Стоя на стуле, я увидел Рашиду, родители которой когда-то переехали из Сомали в Аден. Она также работает медицинской сестрой в нашей больнице. Рашида стояла несколько в стороне, у стены, и в глазах ее я увидел грусть: наверное, она вспомнила о своей свадьбе в Мансуре, на песчаной, пыльной улочке с низенькими глиняными домишками. Я присутствовал на ней. Свадебную палатку соорудил какой-то торговец. В повозке, запряженной ослом, привезли огромную гору подушек и несколько стульев.

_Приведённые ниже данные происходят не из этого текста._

PR #670, opened 2024-11-19
Show a more accurate star rating.

StevenDufresne:
This PR removes rounding for display averages as discussed in https://github.com/WordPress/wporg-theme-directory/issues/147#issuecomment-2194747159 and https://github.com/WordPress/wordpress.org/pull/408#issuecomment-2448457010. This is particularly important for plugins as most plugins fall within the 4-5 star ranges and rounding makes it difficult to compare plugins by ratings.

## Themes
| Before | After |
|--------|--------|
| Screenshot 2024-11-19 at 12 36 50 PM | Screenshot 2024-11-19 at 12 37 06 PM | 
| Screenshot 2024-11-19 at 12 36 39 PM | Screenshot 2024-11-19 at 12 36 20 PM | 

## Plugins
| Before | After |
|--------|--------|
| Screenshot 2024-11-19 at 12 37 44 PM | Screenshot 2024-11-19 at 12 37 19 PM |
| Screenshot 2024-11-19 at 12 37 37 PM | Screenshot 2024-11-19 at 12 37 26 PM |


mu-plugins/blocks/ratings-stars/render.php
```diff
@@ -30,11 +30,11 @@
 	<div class="wporg-ratings-stars__icons">
 		<?php
 
-		$display_rating = round( $data['rating'] / 10 ) * 0.5;
+		$display_rating = $data['rating'] / 10 * 0.5;
 		for ( $i = 0; $i < 5; $i++ ) {
 			if ( $i + 1 <= $display_rating ) {
 				echo '<svg class="is-star-filled" xmlns="http://www.w3.org/2000/svg" viewBox="0 0 24 24" width="24" height="24" aria-hidden="true" focusable="false"><path d="M11.776 4.454a.25.25 0 01.448 0l2.069 4.192a.25.25 0 00.188.137l4.626.672a.25.25 0 01.139.426l-3.348 3.263a.25.25 0 00-.072.222l.79 4.607a.25.25 0 01-.362.263l-4.138-2.175a.25.25 0 00-.232 0l-4.138 2.175a.25.25 0 01-.363-.263l.79-4.607a.25.25 0 00-.071-.222L4.754 9.881a.25.25 0 01.139-.426l4.626-.672a.25.25 0 00.188-.137l2.069-4.192z"></path></svg>';
-			} else if ( $i + 0.5 === $display_rating ) {
+			} else if ( $i + 0.5 <= $display_rating && $i + 1 > $display_rating ) {
```
outdoor2kode: Do we need to check `$i + 1 > $display_rating` here? 
The first if condition checks `if ($i + 1) <= $display_rating`. If this condition fails, it implies that `$i + 1 > $display_rating` is already true.

mu-plugins/blocks/ratings-stars/render.php
```diff
@@ -30,11 +30,11 @@
 	<div class="wporg-ratings-stars__icons">
 		<?php
 
-		$display_rating = round( $data['rating'] / 10 ) * 0.5;
+		$display_rating = $data['rating'] / 10 * 0.5;
```
outdoor2kode: I think we can directly divide by 20, as it’s just converting a 0–100 range into 0–5.

StevenDufresne: Yes!

mu-plugins/blocks/ratings-stars/render.php
StevenDufresne: Yes! (AI is nice, but I'm falling out of love with it)

ryelle:
This does change the rounding of values so that a 3.8 used to render as 4 stars, but now renders as 3½, which also means that only plugins with a 5 will get the 5 stars. 

Twenty Twenty-Four with a 3.8 rating:

| Before | After |
|---|---|
| Screenshot 2024-11-21 at 4 42 13 PM | Screenshot 2024-11-21 at 4 42 16 PM |]

The card view also currently uses a rounded view (it still uses `Template::get_star_rating`), so as this is, the stars render differently:

| Card view | Single view |
|---|---|
| Screenshot 2024-11-21 at 4 46 13 PM | Screenshot 2024-11-21 at 4 46 25 PM |

ryelle:
The change in https://github.com/WordPress/wporg-mu-plugins/pull/670/commits/43bb8a55b4735ddb800b5f2384f596d1bf31b0bd brings back the previous rounding code for the stars themselves, but calculates a separate unrounded display rating:

Screenshot 2024-11-21 at 4 56 43 PM

StevenDufresne:
Makes sense. Thanks for the help kelly.

PR #682, opened 2025-04-14
Global Header/Navigation: Switch to observer for menu open & close actions

### LINKED ISSUE #678: Bug in Mobile Layout – Navigation Menu Behavior*
When scrolling the page so that only part of the header is visible and then tapping the main navigation menu, the menu appears below the admin toolbar instead of aligned with the header.

If the user then taps an empty area on the screen, the main header begins to behave like a sticky header on mobile.

At this point, if the user opens the toggle menu from the now-"sticky" header, the menu appears detached from the header, resulting in a broken layout.

### **Issue 1: Sticky Header Behavior After Toolbar Click**

**Steps to reproduce:**
1. On the mobile layout, click the main menu toggle button.
2. Then tap the profile toolbar.

**Bug behavior:**
- The main header begins to behave like a *sticky header*, remaining fixed at the top of the viewport.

В палатке устроили помост, в глубине которого стояла картина с изображением покрытых снегом гор, зеленых лугов и маленькой деревушки. Никто из присутствующих никогда не видел таких пейзажей, но, может быть, именно поэтому предприимчивые дельцы связывали празднование свадьбы с мечтой о красотах далеких стран. Перед палаткой поставили несколько рядов стульев, на них сидели и тихо беседовали мужчины, поглядывая на жениха и его отца, расположившихся чуть поодаль от них. В палатке веселились женщины. На импровизированной сцене восседала в белом кружевном свадебном наряде Рашида. Вдоль стенок палатки на подушках устроились женщины, не участвующие в танцах.
К 10 часам вечера на сцену прошел жених, и… все прекратилось так внезапно, что я едва успел сфотографировать их вдвоем. Они не могли себе позволить, как некоторые богачи из торговых кругов Адена и как мечтают о том все новобрачные, отправиться в свадебное путешествие. Им не по средствам была даже приличная квартира. Они поселились на окраине Мансуры в конуре, которую сами сколотили из досок. Прошло немного времени, Рашида забеременела, но еще до рождения ребенка рассталась с мужем и переехала к своим родителям.

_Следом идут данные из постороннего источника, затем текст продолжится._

PR #741, opened 2026-06-04
Build Tooling: Migrate from Yarn to npm

derpaschi:
Standardizes the project on a single Node package manager by replacing Yarn (Classic) with npm. The repository already shipped npm-oriented developer docs and a partly-npm `build.yml` workflow, so this removes the remaining Yarn usage and the mixed-tooling ambiguity.

## Why

The project carried two package managers at once: a `yarn.lock`, `yarn`-based CI in `linters.yml`/`tests.yml`, and a `setup:tools` script invoking `yarn install` — while the README documented `npm run …` and `build.yml` already used `npm install`. A single package manager removes the lockfile-drift risk of two resolvers, matches the existing documentation, and lowers the barrier for new contributors.

## What changes

- Remove `yarn.lock`; add `package-lock.json` (generated with Node 20 / npm 10, per `.nvmrc`).
- `package.json`: `setup:tools` now runs `npm install`; add a `preinstall` guard (`npx --yes only-allow npm`) so the project can't be installed with Yarn/pnpm again.
- CI (`build.yml`, `linters.yml`, `tests.yml`): switch `cache: yarn` → `cache: npm` and replace `yarn …` invocations with their `npm run …` / `npx` equivalents.
- `bin/font-subset-cjk.js`: update the `yarn` references in the usage comments to npm.
- `README.md`: drop the documented `npm run build:rtl` command, which has no matching script (`npm run build` already produces `style-rtl.css`).

No application/runtime code is touched, and no dependency versions change: a fresh npm resolve produces the same lint-relevant tree (`@wordpress/eslint-plugin@18.1.0`, `prettier@3.0.3`) as the previous `yarn.lock`.

## Test plan

- [x] `npm install` succeeds and generates `package-lock.json`; the `preinstall` guard blocks `yarn install`
- [x] `npm run build` builds all block styles including RTL
- [x] `npm run lint:css` passes
- [x] `npm run lint:js` shows only pre-existing findings (verified identical to a `yarn lint:js` run on `trunk`)
- [x] CI green on this PR (lint + tests workflows on the npm path)


obenland:
Suggestion (non-blocking): consider `npm ci` instead of `npm install` in CI.

`tests.yml` and `build.yml` both run `npm install`, which can silently mutate the now-committed `package-lock.json`. With a lockfile present, `npm ci` is the standard CI choice — it's reproducible and fails loudly on lockfile drift rather than rewriting it.

(`setup:tools` should stay `npm install` since it's also run locally for first-time setup.)

obenland:
Suggestion (non-blocking): redundant install in `tests.yml`.

The job runs `npm run setup:tools` (which already runs `npm install`) and then `npm install` again as a separate step. This is a pre-existing pattern carried over from the Yarn setup — not a regression — but the duplicate install could be collapsed now that you're touching this.

PR #751, opened 2026-08-07
Global header/footer: Restore Swag to the footer, tidy the header link

j111q:
## What & why

The [Mercantile swag store](https://mercantile.wordpress.org/) has reopened, and Matt asked that it be linked from the main .org navigation. It's already reachable in the header's About menu (last changed in #739); this PR tidies that link and restores it to the footer. Both links open the store in a **new tab** — it's a separate site — with screen-reader-only "opens in a new tab" text for accessibility.

### Footer — restore Swag to the "Get Involved" column

Swag used to hold the footer's **4th column, 4th item**. The history:

- **#615** removed it from header and footer because the store was closed (#614 — *"to reduce inbound traffic"* while it had *"no plans to reopen"*).
- That left, in the author's words, *"a hole in the footer links."*
- **#619** filled the hole with **Five for the Future**, explicitly *"to replace the Swag store links which have been removed while the store is closed."*

The store has reopened, so this reverses that swap. **Five for the Future keeps its own place in the header's About menu.** Swag carries the `↗` to match the store link in the header's About menu and flag the jump to the separate store.

| Get Involved (before) | Get Involved (after) |
|---|---|
| Get Involved | Get Involved |
| Events | Events |
| Donate ↗ | Donate ↗ |
| **Five for the Future** | **Swag ↗** |

### Header — promoted out of the About menu

- Renamed "Swag Store ↗" → "Swag ↗": shorter, matches the `wordpress.org/about/swag` redirect and the store's own name, and consistent with the other external dropdown links (Job Board ↗, Openverse ↗).
- `Swag Store` was under `About`, but with this PR, `Swag` will sit next to it at the top-level menu

## Notes

- We are promoting `Swag` to a top-level menu item after `About`. BUT, I do want to acknowledge that a top-level item should _ideally_ behave like its peers — shared header, an active/selected state on the destination — and the store right now is a separate site with its own chrome and no global nav. Doing that properly means getting Mercantile to adopt the global header, plus a more holistic look at the global nav to include the store. I will take a look at that for a better long-term solution, outside this PR. 

- Separately, [jobs.wordpress.net](https://jobs.wordpress.net/) was flagged as another surface whose footer could be aligned with the global footer; out of scope here.

### DIFF
--- a/mu-plugins/blocks/global-header-footer/blocks.php
+++ b/mu-plugins/blocks/global-header-footer/blocks.php
@@ -608,12 +608,12 @@ function get_global_menu_items() {
 					'url'   => 'https://jobs.wordpress.net/',
 					'type'  => 'custom',
 				),
-				array(
-					'title' => esc_html_x( 'Swag Store ↗︎', 'Menu item title', 'wporg' ),
-					'url'   => 'https://mercantile.wordpress.org/',
-					'type'  => 'custom',
-				),
 			),
+		),
+		array(
+			'title' => esc_html_x( 'Swag ↗︎', 'Menu item title', 'wporg' ),
+			'url'   => 'https://mercantile.wordpress.org/',
+			'type'  => 'custom',
 		),
 	);
 
--- a/mu-plugins/blocks/global-header-footer/footer.php
+++ b/mu-plugins/blocks/global-header-footer/footer.php
@@ -92,7 +92,7 @@ $code_is_poetry_src = isset( $attributes['textColor'] ) && str_contains( $attrib
 		<li><a href="https://wordpressfoundation.org/donate/"><?php echo esc_html_x( 'Donate ↗', 'Menu item title', 'wporg' ); ?></a></li>
 		<!-- /wp:list-item -->
 		<!-- wp:list-item -->
-		<li><a href="https://wordpress.org/five-for-the-future/"><?php echo esc_html_x( 'Five for the Future', 'Menu item title', 'wporg' ); ?></a></li>
+		<li><a href="https://mercantile.wordpress.org/"><?php echo esc_html_x( 'Swag ↗', 'Menu item title', 'wporg' ); ?></a></li>
 		<!-- /wp:list-item -->
 	</ul>
 	<!-- /wp:list -->


mu-plugins/blocks/global-header-footer/blocks.php
```diff
@@ -609,9 +609,10 @@ function get_global_menu_items() {
 					'type'  => 'custom',
 				),
 				array(
-					'title' => esc_html_x( 'Swag Store ↗︎', 'Menu item title', 'wporg' ),
-					'url'   => 'https://mercantile.wordpress.org/',
-					'type'  => 'custom',
+					'title'         => esc_html_x( 'Swag ↗︎', 'Menu item title', 'wporg' ),
+					'url'           => 'https://mercantile.wordpress.org/',
+					'type'          => 'custom',
+					'opensInNewTab' => true,
```
obenland: Let's have it open in the existing tab. No other link in header or footer currently opens in a new tab as it's an a11y best practice to avoid that.

mu-plugins/blocks/global-header-footer/header.php
```diff
@@ -36,13 +36,24 @@ function recursive_menu( $menu_item, $top_level = true ) {
 	$has_submenu = ! empty( $menu_item['submenu'] );
 
 	if ( ! $has_submenu ) {
+		$label            = $menu_item['title'];
+		$opens_in_new_tab = '';
+
+		if ( ! empty( $menu_item['opensInNewTab'] ) ) {
+			$opens_in_new_tab = ',"opensInNewTab":true';
+			// The visible "↗" is hidden from assistive tech by `add_aria_hidden_to_arrows()`,
+			// so announce the new tab with screen-reader-only text instead.
```
obenland: This will probably be removed with the removal of the open-in-new-tab functionality, but if it ever comes up again, let's stick with [php docs standards for multiline comments](https://developer.wordpress.org/coding-standards/inline-documentation-standards/php/#5-2-multi-line-comments) or limit comments to a single line.

obenland (changes requested):

mu-plugins/blocks/global-header-footer/blocks.php
j111q: Changed this 👍

mu-plugins/blocks/global-header-footer/header.php
j111q: Oh great to know for the future, thank you! Yes this has been dropped.

j111q:
Thank you for review @obenland! Updated:
- `Swag` now opens in the same tab (no more new-tab behavior in header and footer), 
- And moved `Swag` to a top-level item at the end of the row, after `About` (per convo with @richtabor @fcoveram ) 

Ready for another look when you are able 🙏

obenland (approved):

Праздник в разгаре, а Рашида исчезла из толпы женщин, которые теперь с неистовыми криками и поднятыми над головой хлопающими в такт музыке руками провожали новобрачных к выходу из зала.
На улице, громко сигналя, ждут машины. Свадебный кортеж, украшенный пестрыми цветами и гирляндами светящихся разноцветных лампочек, в сопровождении гудков и веселого шума пассажиров направляется через весь город, чтобы каждый житель Адена услышал и увидел, что еще два человека нашли друг друга.
ЗАКОН О СЕМЬЕ
Понадобилось много времени, чтобы завоевать ее доверие и чтобы она наконец улыбнулась в ответ на приветствие. Если бы мне позволили дать ей имя — а такое желание испытывал не я один, — то назвал бы ее «цветком пустыни и скал». Она — бедуинка, ей 14 или 15 лет, и все ее родичи живут в Четвертой провинции. Мульхи говорит, будто бы она боится голубых глаз, но это неправда. Ее пугает другое: когда во время обхода я вхожу в палату, где она лежит, вслед за мной протискиваются много санитаров; в этом и заключается причина ее сдержанности и замкнутости. Без меня сюда не смеет войти ни один мужчина, а лишь медсестры. Ее брат, проходящий армейскую службу в Адене, неотступно, день и ночь, сидит у ее постели. Его присутствие здесь отнюдь не означает недоверия к нам, это естественная форма поведения бедуинов в подобной ситуации. Девушка поступила к нам по поводу амебной дизентерии, усложненной анемией. После трех недель интенсивного лечения ей стало лучше, и я каждый день со страхом жду, что она заговорит о выписке. Пока что брату удается уговорить ее остаться в больнице до полного выздоровления.